I think ukxmrv's point is an important one too: it's really important to think about what outcomes, what actions you want to promote. It's often all too easy to focus on awareness-raising and forget to then tell people what they can actually do - always suggesting to people who they can donate to in order to support research is a crucial one, and there may be other actions to recommend as well. Having done all that work to get people's attention and sympathy and understanding, it would be a great shame not to then go on to recommend practical ideas as to what they can then do about it.
 

Bob

Senior Member
Messages
16,455
Location
England (south coast)
It's often all too easy to focus on awareness-raising and forget to then tell people what they can actually do - always suggesting to people who they can donate to in order to support research is a crucial one, and there may be other actions to recommend as well.

That's an interesting idea. Perhaps it would be possible at the end of the film to ask people to help us find a treatment or cure, and provide details of how they can donate to a biomedical research charity, or a dedicated biomedical research fund.

And perhaps provide a link to a website that informs people how they can get involved in various ways, perhaps including a letter template that they can send to their political representative to raise awareness.
 

Sasha

Fine, thank you
Messages
17,863
Location
UK
That's an interesting idea. Perhaps it would be possible at the end of the film to ask people to help us find a treatment or cure, and provide details of how they can donate to a biomedical research charity, or a dedicated biomedical research fund.

And perhaps provide a link to a website that informs people how they can get involved in various ways, perhaps including a letter template that they can send to their political representative to raise awareness.

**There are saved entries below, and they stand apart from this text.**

Issue #471, opened 2024-10-15
[doc] Issue in "Downstream cluster image definition file" - Missing keys and values


peteingithub:
Downstream cluster image definition file:

https://documentation.suse.com/suse-edge/3.1/html/edge/atip-automated-provisioning.html#id-downstream-cluster-image-definition-file-2

`createHomeDir: true`
 
```
packageList:
  - jq
  - openssh-server-config-rootlogin
```

`sccRegistrationCode: "<CODE>" `  # Or other method

Issue #394, opened 2024-09-25
[doc] Issue in "Disabling rebootmgr"


peteingithub:
Disabling rebootmgr:

https://documentation.suse.com/suse-edge/3.0/html/edge/atip-requirements.html#id-disabling-rebootmgr

Actually a better party to disable would be the `transactional-update.timer`. Otherwise the system files would be updated daily, and at some point the system probably reboots to an updated version.

Rebootmgr is also configured here:
https://documentation.suse.com/suse-edge/3.0/html/edge/quickstart-metal3.html#id-downstream-cluster-image-definition-file

PR #509, opened 2024-12-16
metal3: downstream cluster EIB example fixes

hardys:
Ensure jq is installed as it's needed for the manifest rke2-preinstall.service

Also ensure transactional-update timers are disabled since we won't be doing package based updates.

Fixes: #394
Fixes: #471


atanasdinov (approved):

alknopfler (approved):
LGTM

Issue #470, opened 2024-10-15
[doc] Issue in "Downstream cluster image definition file" - Old API version


peteingithub:
Downstream cluster image definition file:

https://documentation.suse.com/suse-edge/3.1/html/edge/atip-automated-provisioning.html#id-downstream-cluster-image-definition-file-2

1.0 -> 1.1

PR #511, opened 2024-12-16
EIB: Align API versions to version-eib-api-latest

hardys:
Although not strictly required it's somewhat confusing having a mix of versions in the docs, so align all references with the version-eib-api-latest attribute for consistency.

Fixes: #470

### DIFF
--- a/asciidoc/components/longhorn.adoc
+++ b/asciidoc/components/longhorn.adoc
@@ -257,7 +257,7 @@ export CONFIG_DIR=$HOME/eib
 mkdir -p $CONFIG_DIR
 
 cat << EOF > $CONFIG_DIR/iso-definition.yaml
-apiVersion: 1.0
+apiVersion: {version-eib-api-latest}
 image:
   imageType: iso
   baseImage: SL-Micro.x86_64-6.0-Base-SelfInstall-GM2.install.iso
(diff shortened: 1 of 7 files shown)


dprodanov4 (approved):

atanasdinov (commented):
I'm hesitating a little about this, as it can very easily run into issues as soon as there's a breaking change in the API definition (i.e. `2.0`). Then we might end up with examples that are not working if we forget to update them. WDYT?

hardys:
> I'm hesitating a little about this, as it can very easily run into issues as soon as there's a breaking change in the API definition (i.e. `2.0`). Then we might end up with examples that are not working if we forget to update them. WDYT?

Yes I had a similar concern, but I guess we'll be pretty cautious to avoid breaking changes unless absolutely needed, and ideally we want the docs to provide a consistent view of a specific API version for each release?

My worry with the current approach is users may not understand the significance of e.g some new example which depends on a newer API version, if we use a mixture of different versions in the docs the risk of breakage/confusion is higher?

When we do make a breaking change we'll have to carefully document it and describe the migration steps, so with this approach we can describe the specific changes for exactly one EIB API version per y-stream Edge release?

atanasdinov (approved):

PR #514, opened 2024-12-18
fix sriov multinode script

alknopfler:
PR Content:

- Fix for the multi-node cluster using the sriov systemd.
- Script reference is being modified in https://github.com/suse-edge/atip/pull/23 so the link will point to the new one


Kristian-ZH (approved):
lgtm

This is a really important point - I think there needs to be some thought and planning about what we want people to do once they've seen the film and it needs to be quick and easy. They say that if you have a website selling something, with every extra click you force people to make on their way to a purchase, you lose people. That's why Amazon's purchase process is so streamlined.

So, someone has just watched the movie at a community screening. Should there be a leaflet on every seat that they can take away with weblinks for where they can donate, what they can donate to, where they can sign a petition, a template letter for them to send to their senator? Is this where we can push for appropriate NIH funding? And for those people watching the movie at home, is there a screen with all this stuff on?

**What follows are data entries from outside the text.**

PR #515, opened 2025-01-06
Removing extra quotes in sed command

agracey:
The command as written is broken. I believe this is what's intended?

### DIFF
--- a/asciidoc/integrations/nats.adoc
+++ b/asciidoc/integrations/nats.adoc
@@ -140,7 +140,7 @@ The following command adds `nats` in the build tags to enable the NATS built-in 
 
 [,bash]
 ----
-sed -i '' 's/TAGS="ctrd/TAGS="nats ctrd/g' scripts/build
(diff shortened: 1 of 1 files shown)


hardys:
The fix seems fine, but I'm wondering if we should still document this, and I don't think it's currently fully tested/supported?  @rdoxenham what are your thoughts?

rdoxenham:
Good point @hardys. Let me bring in @bruth - do we want to look at refactoring these docs so they align well with what you are the team are working on? We want to make sure that we're accurately capturing the installation steps but also ensuring that we have good test and support coverage. Thanks!

atanasdinov (commented):
This guide assumes OSX where sed requires the `' '` part.

P.S. I'm fine with updating this but we also have to go back and update the host references and someone would have to retest it.

hardys:
Closing this as stale, I'll follow up so we can decide if this content should be removed in future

We need, I think, not to be presenting people with choices because if they have to make a choice they'll have to think hard and they'll walk away. Ideally, give them one thing to donate to, give them one petition to sign, one letter already set up on a website where they just click on their senator's name and it's auto-created and auto-mailed. And a website where they can find out more, like Bob says.

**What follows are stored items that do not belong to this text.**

PR #752, opened 2017-04-07
Optimizing TSD and thread cache layout.

interwq:
1) Re-organize TSD so that frequently accessed fields are closer to the
beginning and more compact.  Assuming 64-bit, the first 3.5 cachelines now
contains everything needed on tcache fast path, expect the tcache struct itself.

2) Re-organize tcache and tbins.  Take lg_fill_div out of tbin, and reduce tbin
to 24 bytes (down from 32). Split tbins into tbins_small and tbins_large, and
place tbins_small close to the beginning.

### DIFF
--- a/include/jemalloc/internal/arena_externs.h
+++ b/include/jemalloc/internal/arena_externs.h
@@ -51,7 +51,7 @@ bool arena_muzzy_decay_time_set(tsdn_t *tsdn, arena_t *arena,
 void arena_decay(tsdn_t *tsdn, arena_t *arena, bool all);
 void	arena_reset(tsd_t *tsd, arena_t *arena);
 void	arena_destroy(tsd_t *tsd, arena_t *arena);
-void	arena_tcache_fill_small(tsdn_t *tsdn, arena_t *arena,
+void	arena_tcache_fill_small(tsdn_t *tsdn, arena_t *arena, tcache_t *tcache,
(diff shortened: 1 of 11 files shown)


interwq:
Only the top commit "Optimizing TSD and thread cache layout." is relevant.

interwq:
micro-benchmark shows no difference with this diff. However this makes tsd and tbins more compact, and will reduce cache footprint. I expect this to be helpful in production workload. 

Along with #736, this completes #701.

davidtgoldblatt:
I think this works better with a helper "Get bin N" function. This introduces enough fiddly details into every tcache access that I think we should be pretty skeptical of doing it without performance data backing it up.

interwq:
@davidtgoldblatt: yeah a get_bin helper makes sense. I'll update the diff with that.

Regarding perf data, u-benchmark confirms no regression with this. Since this is pretty tightly coupled with  #736, I'd say let's land this and benchmark together?

davidtgoldblatt:
Seems reasonable.

interwq:
Just updated with:
tcache_small_bin_get() and tcache_large_bin_get().

I have the 2 explicit versions instead of just tcache_bin_get() and checks bin index internal, because:
1) in almost all cases, we do know we want small or large bins.
2) more importantly, even with opt build at a few places the redundant binind branch inside tcache_bin_get wasn't optimized away.

So in the end I went with the two getters above.

Issue #737, opened 2017-03-30
Refactor away redundant rtree lookup on free() fast path


interwq:
We current do it twice on the free fast path:

1) if stats is enabled (pretty much always) https://github.com/jemalloc/jemalloc/blob/dev/src/jemalloc.c#L2012
and 
2) in arena_dalloc: https://github.com/jemalloc/jemalloc/blob/dev/include/jemalloc/internal/arena_inlines_b.h#L209

Let's refactor the code path to avoid the additional overhead.

interwq:
Closed via #762 and #755.

PR #755, opened 2017-04-07
Pass dealloc_ctx down free() fast path.

interwq:
This gets rid of the redundent rtree lookup down fast path.

This solves #737.


interwq:
Checked compiled code and verified that only 1 lookup per free() (was 2 before because of usize calculation). u-benchmark shows a couple of % of improvements.

PR #756, opened 2017-04-10
Port CPU_SPINWAIT to __powerpc64__

rafaelfolco:
Hyper-threaded CPUs may need a special instruction inside spin loops in
order to yield to another virtual CPU. The 'pause' instruction that is
available for x86 is not supported on Power.
Apparently the extended mnemonics like yield, mdoio, and mdoom are not
actually implemented on POWER8, although mentioned in the ISA 2.07
document. The recommended magic bits are an 'or 31,31,31'.

### DIFF
--- a/configure.ac
+++ b/configure.ac
@@ -398,8 +398,9 @@ case "${host_cpu}" in
 	    fi
 	fi
 	;;
-  powerpc)
+  powerpc*)
 	AC_DEFINE_UNQUOTED([HAVE_ALTIVEC], [ ])
+	CPU_SPINWAIT='__asm__ volatile("or 31,31,31")'
 	;;
   *)
 	;;


configure.ac
```diff
@@ -398,8 +398,9 @@ case "${host_cpu}" in
 	    fi
 	fi
 	;;
-  powerpc)
+  powerpc*)
 	AC_DEFINE_UNQUOTED([HAVE_ALTIVEC], [ ])
+    CPU_SPINWAIT='__asm__ volatile("or 31,31,31")'
```
tamird: Indentation looks off (I think this file uses tabs)

davidtgoldblatt:
LGTM modulo the style nit.

rafaelfolco:
Fixed indentation and squashed commits. Hope this is ok.

davidtgoldblatt:
Thanks for the diff!

kichik:
Why was this removed from the latest `configure.ac`? Is ppc64 no longer supported?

That's a lot of work in planning and decision-making and that's an ideal world - but we don't want to waste this opportunity.
 
Messages
16
Mark, love the thought on lighting a candle rather than cursing the darkness. When working on this project, I keep thinking back to one of my favorite poems by Charles Bukowski, "The Laughing Heart."

your life is your life
don’t let it be clubbed into dank submission.
be on the watch.
there are ways out.
there is a light somewhere.
it may not be much light but
it beats the darkness.
be on the watch.
the gods will offer you chances.
know them.
take them.
you can’t beat death but
you can beat death in life, sometimes.
and the more often you learn to do it,
the more light there will be.
your life is your life.
know it while you have it.
you are marvelous
the gods wait to delight

in you.
 
Messages
2
Location
Racine, WI, USA
Ryan, a simple "thanks" seems pretty lame in light of all the work you're doing for all of us. You're a terrifically insightful young man with a lot of promise for your future. With as much compassion as you have in your heart, you'll go far. Thanks again!!!!!